12) The process according to claim 11 wherein the preferred acid is hydrochloric acid.
13) A process for preparation of amorphous form of lumacaftor according to claim 1 comprising;
a) heating lumacaftor up to 200-250°C,
b) cooling the mass to 10-50°C,
c) isolating lumacaftor.

14) Crystalline form A of lumacaftor hydrobromide.
15) Crystalline form A of lumacaftor hydrobromide according to claim 14 characterized by XRD pattern substantially as illustrated by figure 2.
16) A process for preparation of crystalline form A of lumacaftor hydrobromide according to claim 14 which comprises hydrolysis of 3-(6-(1-(2,2-difluorobenzo[d][1,3]dioxol-5-yl)cyclopropanecarboxamido)-3-methylpyridine-2-yl)-t-butylbenzoate (II) in the presence of acetonitrile and hydrobromic acid.
17) An amorphous solid dispersion of lumacaftor and one or more pharmaceutically acceptable carriers.
18) An amorphous solid dispersion of lumacaftor according to claim 17 characterized by XRD pattern substantially as illustrated by figure 3.
19) The amorphous solid dispersion according to claim 17 wherein the pharmaceutically acceptable carriers include povidone like PVP K-30, copovidones like Kolidon VH-64, silica excipients like silicon dioxide, syloid FP silica, colloidal silica.
20) The process for the preparation of amorphous solid dispersion of lumacaftor according to claim 17 comprising the steps of:
a) dissolving lumacaftor base in organic solvent,
b) adding one or more excipient and
c) isolating solid dispersion of amorphous lumacaftor from the reaction mixture thereof.

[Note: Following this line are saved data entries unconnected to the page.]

Issue #1206, opened 2026-05-12
macos_run_puppet: make bootstrap reboot-survivable via LaunchDaemon


rcurranmoz:
## Motivation

Today bootstrapping a fresh M4 worker requires an external SSH session that babysits the run:
1. SSH in, run \`run-puppet.sh\`
2. First puppet apply fails on cltbld TCC.db → script does \`shutdown -r now\` and exits
3. SSH session dies
4. Wait for host to come back (5–30 min depending on whether MDM also wants to upgrade it)
5. SSH back in, re-run \`run-puppet.sh\`
6. Drop \`/var/tmp/semaphore/run-buildbot\` and reboot

This means every new-host rollout needs a persistent babysitter (a shell loop, a Bolt session, or in today's case a Claude Code orchestration session) for the entire 20–60 minute window. It also can't survive an MDM-triggered OS upgrade mid-bootstrap, which we hit on 12/20 hosts during the macmini-m4-130..149 rollout on 2026-05-12.

## Proposal

Have \`run-puppet.sh\` (or a thin wrapper invoked once by MDM/Bolt) install itself as a LaunchDaemon on first invocation. The LaunchDaemon re-runs puppet on every boot until two conditions are met:
- Puppet apply exits cleanly (no \`Error:\` in log, no TCC.db error)
- \`/var/tmp/semaphore/run-buildbot\` exists

When both are satisfied, the LaunchDaemon unloads and removes itself.

This means a single MDM script-job (or single \`bolt run\` call) can kick the bootstrap and walk away — no SSH session to lose.

## Acceptance criteria

- [ ] On first invocation, \`run-puppet.sh\` writes \`/Library/LaunchDaemons/com.mozilla.ronin-puppet-bootstrap.plist\` referencing itself
- [ ] LaunchDaemon \`RunAtLoad=true\`; runs as root
- [ ] Script is idempotent — surviving the LaunchDaemon trying to start it while a previous instance is still running, e.g. via a pidfile or \`flock\`
- [ ] On successful puppet apply + semaphore present, the script removes the plist and \`launchctl unload\`s it
- [ ] Tested across: TCC.db reboot, MDM-driven OS upgrade reboot, hard power-cycle mid-apply
- [ ] Doesn't fight with the existing periodic puppet run mechanism

## Related

Discovered during M4 fleet rollout (m4-130..149) where 12 hosts hit an MDM 15.3 upgrade mid-bootstrap and needed manual respawn.

[...]

PR #1211, opened 2026-05-12
tcc: gate cltbld-TCC.db-dependent resources on a custom fact

### LINKED ISSUE #1208: macos_run_puppet: replace TCC.db log-grep reboot trigger with cltbld-session gate
## Current behavior

\`run-puppet.sh\` greps puppet's apply output for a specific string:
\`\`\`
unable to open database \"/Users/cltbld/Library/Application Support/com.apple.TCC/TCC.db\"
\`\`\`
…and on match issues \`sudo shutdown -r now\` to force a reboot, on the theory that after reboot cltbld auto-logs in, the TCC.db materializes, and the next puppet apply will succeed.

## Problems

1. **It's a log-grep against a string Apple controls.** If the error message changes across macOS versions (or localizations), we silently lose the reboot trigger.
2. **It reboots in the middle of a puppet apply** rather than at a well-defined boundary, so other resources downstream of the failing TCC resource never get applied in this pass.
3. **No way to distinguish "cltbld TCC.db not ready yet" from "cltbld TCC.db is permanently broken."** Same error string, very different remediation.
4. **The fix-by-reboot is racy**: if cltbld autologin is slow/delayed, the next puppet apply will hit the same error and reboot loop.

## Proposal

Gate the TCC perms resources on cltbld actually having an active console session (or TCC.db existing). Options, increasing in invasiveness:

**A) Conditional skip in puppet:** Use a custom fact (\`cltbld_tcc_db_present\`) that's true when \`/Users/cltbld/Library/Application Support/com.apple.TCC/TCC.db\` exists. TCC perm resources only apply when fact is true. Puppet completes without errors on first pass; second pass (after reboot + autologin) actually applies them.

**B) Wait-loop in the underlying shell scripts** (\`tcc_perms.sh\`, \`add_tcc_perms.sh\`, \`safari-enable-remote-automation.sh\`): poll for TCC.db up to N seconds before failing. Less invasive but ties up the puppet run.

**C) Keep the reboot trigger but base it on the same fact** — detect that cltbld isn't logged in and reboot at the *end* of the apply rather than mid-run.

Option A is the cleanest and meshes with the [[reboot-survivable bootstrap]] work.

## Acceptance criteria

- [ ] First puppet apply on a fresh host completes without a forced reboot from the script
- [ ] TCC-dependent resources cleanly defer to the next apply pass
- [ ] After cltbld autologin, next puppet apply succeeds with no further reboots

## Related

Discovered during M4 fleet rollout 2026-05-12; pairs with [[#1206 reboot-survivable bootstrap]] and the [[safari-automation semaphore bug #1207]].

rcurranmoz:
## Summary

Fixes #1208.

Replaces the log-grep reboot trigger in `run-puppet.sh` with a proactive fact-based gate.

The bootstrap script currently does this:

\`\`\`bash
if grep -q "unable to open database \\"/Users/cltbld/.../TCC.db" "\$TMP_LOG"; then
    echo "Detected TCC.db issue. A reboot is required."
    sudo shutdown -r now
    exit 0
fi
\`\`\`

That string is Apple-controlled (we'd silently lose the trigger if Apple rewords or localizes it), reboots mid-apply (so downstream resources never run in this pass), and can't distinguish "cltbld TCC.db not ready yet" from "cltbld TCC.db permanently broken" — same string, very different remediation.

## Changes

- **New custom fact** \`cltbld_tcc_db_present\` in \`modules/macos_tcc_perms/lib/facter/\`. Boolean — true iff \`/Users/cltbld/Library/Application Support/com.apple.TCC/TCC.db\` exists.
- **\`macos_tcc_perms\`**: gates the \`execute tcc perms script\` exec on \`\$facts['cltbld_tcc_db_present']\`.
- **\`macos_safaridriver\`**: gates \`execute perms script\` and \`execute enable remote automation script\` on the same fact (both write to or depend on cltbld's TCC.db).
- **\`run-puppet.sh\`**: removes the log-grep block. Adds a post-success check — if cltbld TCC.db is still missing after a clean apply, the script reboots once so autologin can fire; the next apply (via bootstrap LaunchDaemon #1206 or the regular at-boot mechanism) will see the fact flip to true and apply the resources cleanly.

## Behavior on a fresh host

1. First apply: autologin set up, TCC resources skipped (no errors)
2. Post-success check sees TCC.db absent → reboot
3. cltbld autologs in → TCC.db materializes
4. Next apply: TCC resources actually run

## Test plan

- [ ] Fresh M4 host (cltbld absent at start of apply): puppet apply completes without errors, post-success check triggers reboot, second apply applies TCC perms
- [ ] Already-bootstrapped host (cltbld TCC.db present): TCC resources apply normally, no reboot
- [ ] Kitchen mac suite: \`running_in_test_kitchen\` guard still keeps TCC resources from firing
- [ ] Confirm \`facter -p cltbld_tcc_db_present\` returns the correct boolean on a managed host
- [ ] Linux suites unaffected (fact is confined to Darwin)

## Related

Pairs naturally with #1206 (reboot-survivable bootstrap LaunchDaemon) — together they eliminate the babysitter ssh pattern entirely.

### DIFF
--- a/modules/macos_run_puppet/files/run-puppet.sh
+++ b/modules/macos_run_puppet/files/run-puppet.sh
@@ -142,12 +142,6 @@ run_puppet() {
     retval=$?
     PUPPET_RUN_DURATION=$SECONDS
 
-    if grep -q "unable to open database \"/Users/cltbld/Library/Application Support/com.apple.TCC/TCC.db" "$TMP_LOG"; then
-        echo "Detected TCC.db issue. A reboot is required."
-        sudo shutdown -r now
-        exit 0
-    fi
-
     if grep -q "^Error:" "$TMP_LOG"; then
         retval=1
     fi
@@ -284,5 +278,16 @@ done
 # Clean Up & Finish
 rm -rf "$TMP_PUPPET_DIR"
 echo "System Installed: $(date)" >> /etc/issue
+
+# If cltbld's user TCC.db doesn't exist yet, autologin hasn't fired. The
+# cltbld_tcc_db_present fact gated off TCC-writing resources in this apply
+# pass, so they haven't run. Reboot so cltbld autologs in and the next
+# puppet apply (via either the bootstrap LaunchDaemon or the regular
+# at-boot LaunchDaemon, see #1206) picks them up.
+if [ ! -f "/Users/cltbld/Library/Application Support/com.apple.TCC/TCC.db" ]; then
+    echo "cltbld TCC.db not present after successful puppet apply; rebooting so autologin can fire and TCC resources can apply on the next pass."
+    sudo shutdown -r now
+    exit 0
+fi
 
 exit 0
--- a/modules/macos_safaridriver/manifests/init.pp
+++ b/modules/macos_safaridriver/manifests/init.pp
@@ -31,8 +31,10 @@ class macos_safaridriver (
             mode    => '0755',
           }
 
-          # TCC.db doesn't exist yet in ci, so skip running the script
-          if $facts['running_in_test_kitchen'] != 'true' {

21) The process for the preparation of lumacaftor by crystallization using a suitable solvent.
22) The process according to claim 21 wherein organic solvent is selected from esters such as ethyl acetate, methyl acetate, tertiary butyl acetate, isopropyl acetate.
23) The process according to claim 22 wherein the preferred solvent is ethyl acetate.